The Ghana Investment Fund for Electronic Communications (GIFEC), an agency under the country’s ministry of communications, has selected OpenRAN provider Parallel Wireless to provide mobile telephony connectivity to underserved and unserved communities in Ghana.
There are about 1,020 communities in Ghana without mobile signals. Traditional 2G, 3G or 4G networks require expensive and bulky equipment to deploy and operate in these communities. These hardware-based networks are difficult and pricey to upgrade.

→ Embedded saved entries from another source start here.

Issue #630, opened 2024-09-10
Support for importing compressed images via direct_upload 


james-monio:
I'm uploading some vm images to upcloud using the terraform provider to use as custom os templates, and I've found that uploading xz-compressed images does not work.

This is (approximately) what my terraform file looks like:

```
#storage import works, and is bootable when I turn it into a template
resource "upcloud_storage" "custom-os" {
  size  = 10
  tier  = "maxiops"
  title = "custom-os"
  zone  = "fi-hel1"

  import {
    source          = "direct_upload"
    source_location = "/tmp/custom-os.raw"
    source_hash     = filesha256("/tmp/custom-os.raw")
  }
}

# storage import works, but is not bootable
# not getting decompressed?
resource "upcloud_storage" "custom-os-compressed" {
  size  = 10
  tier  = "maxiops"
  title = "custom-os-compressed"
  zone  = "fi-hel1"

  import {
    source          = "direct_upload"
    source_location = "/tmp/custom-os.raw.xz"
    source_hash     = filesha256("/tmp/custom-os.raw.xz")
  }
}
```

After talking with some of the UpCloud team, it seems like the issue is likely that there's no support for adding a content type to the upload through the provider, so the imported file is always getting treated as a raw image.

kangasta:
Thank you for reporting this issue! We will take a look on how the content-type and content-encoding are set when creating the direct upload 👀

kangasta:
There is now a fix available in the [v5.11.0](https://github.com/UpCloudLtd/terraform-provider-upcloud/releases/tag/v5.11.0). The missing content-type was indeed the problem, and from v5.11.0 the content-type is set based on the file-extension of the file to be uploaded.

kangasta:
I'll close this as completed. Let's create a new issue if there is need to configure the header manually (instead of setting it based on file-extension).

PR #631, opened 2024-09-10
fix(storage): set `Content-Type` based on file extension

kangasta:
See #630 for the bug description.


uc-snyk (approved):
Looks good. We could add a mention about this new behavior in `source_location` description.

villevsv-upcloud (approved):
Looks good. We could add a mention about this new behavior in source_location description.

PR #652, opened 2024-10-07
refactor(ip): ip_addresses data source to plugin fw

villevsv-upcloud:


internal/service/ip/ip_addresses_data_source.go
```diff
@@ -0,0 +1,149 @@
...
+							Computed:            true,
+							MarkdownDescription: "A reverse DNS record entry",
+						},
+						"server": schema.StringAttribute{
+							Computed:            true,
+							MarkdownDescription: "The unique identifier for a server",
+						},
+						"zone": schema.StringAttribute{
+							Computed:            true,
+							MarkdownDescription: "Zone of address, required when assigning a detached floating IP address, e.g. `de-fra1`. You can list available zones with `upctl zone list`.",
```
kangasta, line 101: Read-only fields here, so could remove instructions to list available options:

```suggestion
							MarkdownDescription: "Zone of the IP address.",
```

internal/service/ip/ip_addresses_data_source.go
```diff
@@ -0,0 +1,149 @@
...
+
+	ipAddresses, err := d.client.GetIPAddresses(ctx)
+	if err != nil {
+		resp.Diagnostics.AddError(
+			"Unable to read ip addresses",
+			utils.ErrorDiagnosticDetail(err),
+		)
+	}
+
+	data.ID = types.StringValue(time.Now().UTC().String())
```
kangasta, line 123: I guess the ID could also be something static for data sources that do not have any user defined fields, but maybe better to go through all of those at once 🤔

kangasta (approved):

internal/service/ip/ip_addresses_data_source.go
villevsv-upcloud: I would keep it as it is for now, but indeed go through them in a major release.

PR #567, opened 2022-10-28
Sparrow CI pipeline for Alpine Linux (with redis)

melezhik:
Hi devs! I am SparrowCI maintainer. This is simple and quite fast (120 seconds per build) build pipeline for Alpine Linux with redis. If you are interested in Alpine integration, this could be useful. 

An example of successful build - https://ci.sparrowhub.io/report/1453

### DIFF
--- a/sparrow.yaml
+++ b/sparrow.yaml
@@ -1,0 +1,40 @@
+tasks:
+  -
+    name: test
+    default: true
+    language: Bash
+    code: |
+      set -e
+      go version
+      cd source/tools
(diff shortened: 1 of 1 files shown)


pior:
I think we're happy with Github Actions.
cc @kamikazechaser

kamikazechaser:
Yeah, as @pior says, we are fine with GH Actions (Even though it is relatively slower). We are not a very busy repo (couple of commits/week). Thanks anyways.

PR #577, opened 2022-11-23
Add interface for Inspector methods

vladfr:
This is a code structure change, not a functional one. There is a `base.Broker` interface that RDB implements, so I wanted to do the same for the Inspector. 

This PR adds the interface `base.QueueInspector` and moves some types to the `base` package in order to avoid circular dependencies. As expected, RDB already implements both `base.QueueInspector` and `base.Broker`.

Parallel Wireless says it enables a shift to open, software-based, and virtualized OpenRAN network architectures to deliver scalable 2G, 3G, 4G and 5G software-based networks. These are, the company says, cost-effective to deploy and maintain and can deliver coverage and capacity to end users and businesses across the country. GIFEC is set to enable the deployment of some 2,000 OpenRAN sites.
The Ghana Investment Fund for Electronic Communications (GIFEC) is a special fund set up by the government of Ghana under the country’s Electronic Communications Act 2008, designed to provide telecommunications and ICT services to unserved, underserved and deprived groups and communities in the country. GIFEC is a Universal Access Service Fund. The UASF is an institutional and funding instrument designed to achieve universal access through monies collected from identified communications service providers.
Parallel Wireless claims the industry’s only unified 5G/4G/3G/2G software-enabled OpenRAN solution. The company is engaged with more than 50 leading operators worldwide.